Отступление. Этот нерадостный процесс требует от стратега не меньших, если не больших мужества и умения, нежели при наступлении. Необходимы невероятные усилия, чтобы сохранить взаимосвязь и слаженность действий между отступающими армиями, дивизиями и полками. Нужно немалое мужество, чтобы пройти мимо укоряющих взглядов жителей оставляемых врагу городов и деревень. Наконец в ещё большей мере нужны сила, авторитет и воля, чтобы в этом отходе и отказе от борьбы сохранить боевой дух войск, не дать унынию, а тем паче панике взять верх. Иначе слаженное отступление станет беспорядочным бегством – и армия перестанет существовать.
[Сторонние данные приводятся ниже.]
PR #1014, opened 2026-07-22
feat: support HDFS protocol for dataset loading and exporting

LiuGuH:
<h2>PR Description</h2><h3>What does this PR do?</h3><p>This PR adds HDFS (<code>hdfs://</code>) protocol support to data-juicer, enabling users to read datasets from and write processed results to HDFS — consistent with the existing S3 remote storage workflow.</p><h3>Motivation</h3><p>Many production environments store large-scale datasets on HDFS clusters. Supporting HDFS natively allows users to process data in-place without manually staging files to local disk first.</p><h3>Changes</h3><ul><li><strong><code>data_juicer/utils/hdfs_utils.py</code></strong> (new): HDFS utility module — path validation (<code>validate_hdfs_path</code>, <code>strip_hdfs_scheme</code>) and PyArrow <code>HadoopFileSystem</code> creation with configurable host/port/user/Kerberos/extra_conf.</li><li><strong><code>data_juicer/core/data/load_strategy.py</code></strong>: Added <code>DefaultHdfsDataLoadStrategy</code> (local executor) and <code>RayHdfsDataLoadStrategy</code> (Ray executor), registered via <code>DataLoadStrategyRegistry</code> under <code>("default"/"ray", "remote", "hdfs")</code>. Uses <code>fsspec</code> <code>ArrowFSWrapper</code> for filesystem abstraction.</li><li><strong><code>data_juicer/core/exporter.py</code></strong> / <strong><code>ray_exporter.py</code></strong>: Extended exporters to detect <code>hdfs://</code> export paths and create a PyArrow HDFS filesystem for writing output.</li><li><strong><code>data_juicer/config/config.py</code></strong>: Generalized the S3-only remote path handling to cover both <code>s3://</code> and <code>hdfs://</code> schemes (log filename generation, <code>work_dir</code> fallback, etc.).</li><li><strong>Demos</strong>: Added <code>demos/process_simple/process_hdfs.yaml</code> (local executor) and <code>demos/process_on_ray/configs/demo_hdfs.yaml</code> (Ray executor) as usage examples.</li><li><strong>Tests</strong>: Comprehensive unit tests for HDFS load strategies, exporters, and <code>hdfs_utils</code>.</li></ul><h3>Usage</h3><p>Users can now specify HDFS paths in their YAML config:</p><pre><code>dataset:
  configs:
    - type: remote
      source: hdfs
      format: jsonl
      path: 'hdfs://namenode:8020/user/data/demo-dataset.jsonl'

[...]

PR #1021, opened 2026-07-29
Feat: Unify remote filesystem dispatch for exporters (groundwork for lakehouse support)

cmgzn:
# Motivation

This is the first groundwork PR in the incremental split of #911 (lakehouse data source support). It converges the duplicated "detect path prefix → extract credentials/config → build a PyArrow FileSystem" logic scattered across exporters into a single dispatch extension point. Follow-up Iceberg/Delta/Hudi PRs only need to extend the scheme branches in one place instead of re-implementing per-callsite logic.

Builds on the HDFS support introduced in #1014.

# Changes

- **New `data_juicer/utils/fs_utils.py`** with `create_filesystem_for_path(path, extra_args=None) -> (fs, remaining_args)`:
  - dispatches by URI scheme: `s3://` → `create_pyarrow_s3_filesystem`, `hdfs://` → `create_pyarrow_hdfs_filesystem` (config includes `path` so host/port can be inferred), anything else → `(None, copy)`;
  - **side-effect-free**: never mutates the input `extra_args` dict; the backend-specific keys (`S3_FS_KEYS` / `HDFS_FS_KEYS`) are consumed and removed from the returned `remaining_args` copy;
  - pyarrow-dependent imports stay lazy (function-level), keeping the module lightweight to import;
  - module docstring documents the convention: future backends (Iceberg/Delta/Hudi) should extend the scheme branches here rather than adding per-callsite prefix logic.
- **Refactor `RayExporter`**: the two parallel S3/HDFS `if` blocks that popped `aws_*` / `hdfs_*` keys from `export_extra_args` are replaced by a single call to the helper; `self.s3_filesystem` / `self.hdfs_filesystem` attributes and their usage in write methods are unchanged.
- **Refactor `Exporter`**: the HDFS branch (PyArrow fs + `ArrowFSWrapper`) now delegates to the helper; the S3 branch keeps building fsspec `storage_options` (different backend contract) but its entry check is aligned to the same scheme semantics.
- **Case-insensitive scheme handling**: `validate_s3_path` / `validate_hdfs_path` and the exporter branch checks now treat the scheme case-insensitively, consistent with `urlparse` semantics.

# Behavior notes

- Single-slash typos such as `s3:/bucket/x` or `hdfs:/user/x` now raise a clear `ValueError` at exporter construction time (previously they were silently treated as local paths).
- Uppercase scheme variants (`S3://...`, `HDFS://...`) are now correctly accepted and routed to the corresponding filesystem.

# Related

- References #911 — original lakehouse PR; this PR is the first step of its split plan.
- Builds on #1014 — HDFS protocol support.

# Tests

- New `tests/utils/test_fs_utils.py` (15 cases): local/relative/`file://` paths, S3/HDFS dispatch with mocked factories (exact conf/remaining-key assertions), input-dict immutability (deep-compare), uppercase schemes, query-parameter paths, malformed paths (`ValueError`), `extra_args=None`.
- Extended `tests/utils/test_s3_utils.py` / `test_hdfs_utils.py` with uppercase-accept and single-slash-reject cases.
- Locally green: `tests/utils/test_fs_utils.py` + `test_s3_utils.py` + `test_hdfs_utils.py` (49 passed), `tests/core/test_exporter.py` + `tests/core/test_ray_exporter.py` (32 passed), load-strategy HDFS/S3 tests unaffected.

### DIFF
--- a/data_juicer/core/exporter.py
+++ b/data_juicer/core/exporter.py
@@ -1,12 +1,14 @@
 import json
 import os
 from multiprocessing import Pool
+from urllib.parse import urlparse
 
 from datasets import Dataset as HFDataset
 from loguru import logger
 
 from data_juicer.utils.constant import Fields, HashKeys
 from data_juicer.utils.file_utils import Sizes, byte_size_to_size_str
+from data_juicer.utils.fs_utils import create_filesystem_for_path
 
 
 class Exporter:
@@ -88,7 +90,8 @@ class Exporter:
 
         # Check if export_path is S3 and create storage_options if needed
         self.storage_options = None
-        if export_path.startswith("s3://"):
+        export_scheme = urlparse(export_path).scheme.lower()
+        if export_scheme == "s3":
             # Extract AWS credentials from kwargs (if provided)
             s3_config = {}
             if "aws_access_key_id" in kwargs:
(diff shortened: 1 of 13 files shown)


data_juicer/core/exporter.py
fengrui-z: Encryption skip — won't skip for S3:// paths

data_juicer/core/ray_exporter.py
fengrui-z: Encryption skip — same issue

data_juicer/core/exporter.py
fengrui-z: Shard path construction — falls through to local-path branch for `S3://` /`HDFS://`

cmgzn: 025780274c

cmgzn: 025780274c

data_juicer/core/ray_exporter.py
cmgzn: 025780274c

fengrui-z (approved):
LGTM

Dludora (approved):

PR #369, opened 2024-11-01
feat: Add pagination on few more pages, cleanup conditional rendering logic

vardanbansal-harness:
Integrates pagination on following pages:

1. Tokens and Keys > SSH keys
2. Pull Request Details > Commits

Also, cleans up Pagination component to avoid conditional rendering based on presence/absence of pagination response headers.

### DIFF
--- a/apps/gitness/src/pages/profile-settings/profile-settings-keys-page.tsx
+++ b/apps/gitness/src/pages/profile-settings/profile-settings-keys-page.tsx
@@ -7,58 +7,32 @@ import {
   ProfileKeysList,
   KeysList,
   ProfileTokensList,
-  TokensList
+  TokensList,
+  PaginationComponent
 } from '@harnessio/playground'
-import { ListPublicKeyErrorResponse, useListPublicKeyQuery } from '@harnessio/code-service-client'
-import { AlertDeleteParams, ApiErrorType } from './types'
+import { AlertDeleteParams } from './types'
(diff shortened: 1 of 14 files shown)


apps/gitness/src/pages/profile-settings/profile-settings-keys-page.tsx
```diff
@@ -17,15 +20,19 @@ interface SandboxSettingsAccountKeysPageProps {
...
   tokens,
   openTokenDialog,
   openSshKeyDialog,
   openAlertDeleteDialog,
-  error
+  error,
+  headers
 }) => {
+  const [page, setPage] = useQueryState('page', parseAsInteger.withDefault(1))
+  const totalPages = parseInt(headers?.get(PageResponseHeader.xTotalPages) || '')
```
sans-harness, line 35: ideally we should have no state management on a rendering page. We should do this in the `container` and just pass props/callbacks.

vardanbansal-harness: `container` can have multiple api calls in it and each of those api calls will have associated response headers. Keeping this in the relevant rendering page would just keep it cleaner.

sans-harness: Sounds good

sans-harness (approved):

PR #370, opened 2024-11-01
Integrate create webhooks flow to gitness

sans-harness:
- Integrates the `create-webhook` flow with APIs and routing to `Gitness`. 
- Edit/Delete `webhook` will be taken up later. 
- Demoed in standup on 11/1.

### DIFF
--- a/apps/gitness/src/pages/webhooks/create-webhook-container.tsx
+++ b/apps/gitness/src/pages/webhooks/create-webhook-container.tsx
@@ -1,23 +1,27 @@
-import { useState } from 'react'
-import { RepoWebhooksCreatePage, CreateWebhookFormFields, SSLVerificationEnum } from '@harnessio/playground'
+import {
+  RepoWebhooksCreatePage,
+  CreateWebhookFormFields,
+  SSLVerificationEnum,
+  BranchEvents,
+  PREvents,
+  TagEvents
+} from '@harnessio/playground'
 import { useNavigate } from 'react-router-dom'
-import { useCreateWebhookMutation, CreateWebhookErrorResponse } from '@harnessio/code-service-client'
+import { useCreateWebhookMutation } from '@harnessio/code-service-client'
 import { useGetRepoRef } from '../../framework/hooks/useGetRepoPath'
 export const CreateWebhookContainer = () => {
   const repo_ref = useGetRepoRef()
   const navigate = useNavigate()
-  const [apiError, setApiError] = useState<string | null>(null)
 
-  const { mutate: createWebHook, isLoading: creatingWebHook } = useCreateWebhookMutation(
+  const {
+    mutate: createWebHook,
+    isLoading: creatingWebHook,
+    error: createWebHookError
+  } = useCreateWebhookMutation(
     { repo_ref: repo_ref },
     {
       onSuccess: () => {
-        setApiError(null)
         navigate(`../webhooks`)
-      },
-      onError: (error: CreateWebhookErrorResponse) => {
-        const message = error.message || 'An unknown error occurred.'
-        setApiError(message)
       }
     }
   )
@@ -29,7 +33,11 @@ export const CreateWebhookContainer = () => {
       url: data.url,
       enabled: data.enabled,
       insecure: data.insecure === SSLVerificationEnum.DISABLED,
-      triggers: [...(data.branchEvents ?? []), ...(data.tagEvents ?? []), ...(data.prEvents ?? [])]
+      triggers: ([] as (BranchEvents | TagEvents | PREvents)[]).concat(
+        data.branchEvents ?? [],
+        data.tagEvents ?? [],
+        data.prEvents ?? []
+      )
     }
 
     createWebHook({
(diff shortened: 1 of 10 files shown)


apps/gitness/src/pages/webhooks/create-webhook-container.tsx
```diff
@@ -0,0 +1,55 @@
...
+    }
+  )
+
+  const onSubmit = (data: CreateWebhookFormFields) => {
+    const webhookRequest = {
+      identifier: data.identifier,
+      description: data.description,
+      url: data.url,
+      enabled: data.enabled,
+      insecure: data.insecure === '2',
```
vardanbansal-harness, line 31: That's a weird looking check 😅

packages/playground/src/components/webhooks/create-webhooks-form-fields.tsx
```diff
@@ -28,67 +28,67 @@ export const WebhookToggleField: React.FC<FieldProps> = ({ register, watch, setV
...
   </FormFieldSet.ControlGroup>
 )
 
-export const WebhookSSLVerificationField: React.FC<FieldProps> = ({ watch, setValue }) => {
-  const sslVerificationValue = watch!('sslVerification')
+export const WebhookSSLVerificationField: React.FC<WebhookFormFieldProps> = ({ watch, setValue }) => {
+  const sslVerificationValue = watch!('insecure')
   const handleAccessChange = (value: string) => {
-    setValue!('sslVerification', value as '1' | '2')
+    setValue!('insecure', value as '1' | '2')
```
vardanbansal-harness, line 82: nit: Anything that we can do improve readability of this? `value as '1' | '2'`

apps/gitness/src/pages/webhooks/create-webhook-container.tsx
```diff
@@ -0,0 +1,55 @@
...
+export const CreateWebhookContainer = () => {
+  const repo_ref = useGetRepoRef()
+  const navigate = useNavigate()
+  const [apiError, setApiError] = useState<string | null>(null)
+
+  const { mutate: createWebHook, isLoading: creatingWebHook } = useCreateWebhookMutation(
+    { repo_ref: repo_ref },
+    {
+      onSuccess: () => {
+        setApiError(null)
```
abhinavrastogi-harness, line 15: don't we get access to `error` directly in `const { mutate, isLoading, error } = useCreate()`?
why do we need to maintain state locally for error?

apps/gitness/src/pages/webhooks/create-webhook-container.tsx
```diff
@@ -0,0 +1,55 @@
...
+  )
+
+  const onSubmit = (data: CreateWebhookFormFields) => {
+    const webhookRequest = {
+      identifier: data.identifier,
+      description: data.description,
+      url: data.url,
+      enabled: data.enabled,
+      insecure: data.insecure === '2',
+      triggers: [...(data.branchEvents ?? []), ...(data.tagEvents ?? []), ...(data.prEvents ?? [])]
```
abhinavrastogi-harness, line 32: 🧓 too modern for me.. would this also work to improve readability? 
`Array.concat(data.branchEvents, data.tagEvents, data.prEvents)`?

packages/playground/src/components/webhooks/create-webhooks-form-fields.tsx
```diff
@@ -28,67 +28,67 @@ export const WebhookToggleField: React.FC<FieldProps> = ({ register, watch, setV
   </StackedList.Root>
 )
 
-export const WebhookNameField: React.FC<FieldProps & { disabled: boolean }> = ({ register, errors, disabled }) => (
+export const WebhookNameField: React.FC<WebhookFormFieldProps & { disabled: boolean }> = ({
```
abhinavrastogi-harness, line 31: any thoughts on if the form framework can render most this form without requiring custom components?

sans-harness: Can be done, but it would be one huge file with 500 lines of code (harder to manage errors, any speicifc changes etc), so i broke it up and added them as separate components called "fields" . All of these form components exist in the same file.  

imho it's easier to debug and maintain when each field exists in a silo of its own.

apps/gitness/src/pages/webhooks/create-webhook-container.tsx
sans-harness: fixed!

packages/playground/src/components/webhooks/create-webhooks-form-fields.tsx
sans-harness: removed. Added in schema.

apps/gitness/src/pages/webhooks/create-webhook-container.tsx
sans-harness: fixed.

apps/gitness/src/pages/webhooks/create-webhook-container.tsx
sans-harness: fixed.

cjlee01 (approved):

PR #387, opened 2024-11-06
Integrates API's for user management

sans-harness:
- Integrates all APIs for user management page. 
- `Create user` will be implemented in a followup PR. 

e2e vid:

https://github.com/user-attachments/assets/9626c9c3-797f-4ffe-8929-c13f73c863f3

### DIFF
--- a/apps/gitness/src/user-management/user-management-container.tsx
+++ b/apps/gitness/src/user-management/user-management-container.tsx
@@ -1,0 +1,53 @@
+import { useState } from 'react'
+import { SandboxSettingsUserManagementPage } from '@harnessio/playground'
+import {
+  useAdminListUsersQuery,
+  AdminListUsersOkResponse,
+  useAdminUpdateUserMutation
+} from '@harnessio/code-service-client'
+// import { useAppContext } from '../framework/context/AppContext'
+
+export const UserManagementPageContainer = () => {
+  const [userData, setUserData] = useState<AdminListUsersOkResponse | null>(null)
+  // const { currentUser } = useAppContext()
+  // console.log(currentUser)
+
+  useAdminListUsersQuery(
+    {
+      queryParams: {
+        page: 1,
+        limit: 30
+      }
+    },
+    {
+      onSuccess: ({ body: data }) => {
+        setUserData(data)
+      },
+      onError: error => {
+        console.error(error)
+      }
+    }
+  )
+
+  const { mutate: updateUser } = useAdminUpdateUserMutation(
+    {},
+    {
+      onSuccess: ({ body: data }) => {
+        // setUserData(data)
+        console.log(data)
+      },
+      onError: error => {
+        console.error(error)
+      }
+    }
+  )
+
+  const handleUpdateUser = (userId: string, data: any) => {
+    updateUser({
+      user_uid: userId,
+      body: data
+    })
+  }
+
+  return <SandboxSettingsUserManagementPage userData={userData} handleUpdateUser={handleUpdateUser} />
+}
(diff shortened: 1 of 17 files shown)


apps/gitness/src/user-management/user-management-container.tsx
```diff
@@ -0,0 +1,112 @@
...
+import { parseAsInteger, useQueryState } from 'nuqs'
+import { PageResponseHeader } from '../types'
+
+export const UserManagementPageContainer = () => {
+  const queryClient = useQueryClient()
+
+  const { query: _currentQuery, sort } = useCommonFilter<AdminListUsersQueryQueryParams['sort']>()
+  // const [query, _] = useQueryState('query', { defaultValue: currentQuery || '' })
+  const [page, setPage] = useQueryState('page', parseAsInteger.withDefault(1))
+  const changePage = (pageNum: number) => setPage(pageNum)
```
abhinavrastogi-harness, line 19: how is this different from just calling `setPage` directly wherever needed?

apps/gitness/src/user-management/user-management-container.tsx
```diff
@@ -0,0 +1,112 @@
...
+        queryClient.invalidateQueries({ queryKey: ['adminListUsers'] })
+      },
+      onError: error => {
+        console.error(error)
+      }
+    }
+  )
+
+  const handleUpdateUser = (data: { email: string; displayName: string; userID: string }) => {
+    updateUser({
```
abhinavrastogi-harness, line 68: can we just do this and void the `onSuccess` callbacks?

```
const { data, refetch: refetchUsers } = useAdminListUsersQuery(...)
const { mutate: updateUser } = useAdminUpdateUserMutation(...)

handleUpdateUser {
   await updateUser(...)
   refetchUsers()
}
```

packages/playground/src/App.tsx
```diff
@@ -322,7 +322,7 @@ const router = createBrowserRouter([
             ]
           },
           {
-            path: 'user-mamagement',
+            path: 'user-management',
```
abhinavrastogi-harness, line 325: let's change this to `/users`

packages/playground/src/components/user-management/users-list.tsx
```diff
@@ -154,7 +155,7 @@ export const UsersList = ({ users, onDelete, onEdit, onRemoveAdmin, onResetPassw
                 <TableCell className="content-center my-6">
                   <div className="flex gap-1.5 items-center justify-end">
                     <Text wrap="nowrap" size={1} truncate className="text-tertiary-background">
-                      {timeAgo(user.created)}
+                      {timeAgo(user.created!)}
```
abhinavrastogi-harness, line 158: this `!` is essentially avoid a nullcheck here, right? how does `timeAgo` handle a non-empty param?

packages/playground/src/layouts/SandboxRoot.tsx
```diff
@@ -159,6 +159,17 @@ export const SandboxRoot: React.FC<SandboxRootProps> = ({ currentUser, currentSp
               </NavLink>
             </Navbar.Group>
           </Navbar.Content>
+          {currentUser?.admin && (
+            <Navbar.Content>
+              <Navbar.Group>
+                <NavLink to={`/users`} className="p-2 hover:bg-primary/5 rounded-md">
```
abhinavrastogi-harness, line 165: this doesn't match the route in App.tsx

apps/gitness/src/user-management/user-management-container.tsx
sans-harness: Since we're passing it down as a prop to the child component, I think passing a callback rather than the `setState` itself is a better pattern.

vardanbansal-harness (approved):

PR #395, opened 2024-11-07
Pipeline download and copy to clipboard

srdjan-harness:


shaurya-harness (approved):

apps/gitness/src/pages/pipeline-edit/components/pipeline-studio-toolbar.tsx
```diff
@@ -23,9 +25,14 @@ export const PipelineStudioToolbar = ({
       {view === 'yaml' && (
         <Topbar.Right>
           <PipelineStudioToolbarActions
-            onCopyClick={() => undefined}
-            onDownloadClick={() => undefined}
-            onEditClick={() => undefined}
+            onCopyClick={() => {
+              copy(yamlRevision.yaml).then(() => {
+                // TODO: toast
```
abhinavrastogi-harness, line 30: instead of toast, we should show a tick mark on the copy button itself

abhinavrastogi-harness (approved):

Андреев отступал. Отступал спокойно, с достоинством. С арьергардными боями войска уходили из Польши, а у крепости Новогеоргиевской остановились. Что вынудило опытного генерала остановиться здесь и начать обороняться? Что подвигло на такой шаг, от которого удерживал генерала его хороший друг генерал Басов? Слова Андреева о том, что он не может взять на себя ответственность бросить крепость, над которой так много работали прежде, вряд ли что объяснят. Возможно, сыграло-таки роль внутреннее неприятие каждым военным человеком отхода, сдачи позиций. А, может, теплилась в душе генерала надежда, мол, остановимся, укрепимся, оттолкнёмся и пойдём наступать. Кто ответит?

Так или иначе, но в июле началась оборона Новогеоргиевской. Что это были за дни! Такого напора противника войска не видели давно. Оборона длилась недолго: через четыре дня после того, как противник открыл огонь, крепость пала. Потери были огромны.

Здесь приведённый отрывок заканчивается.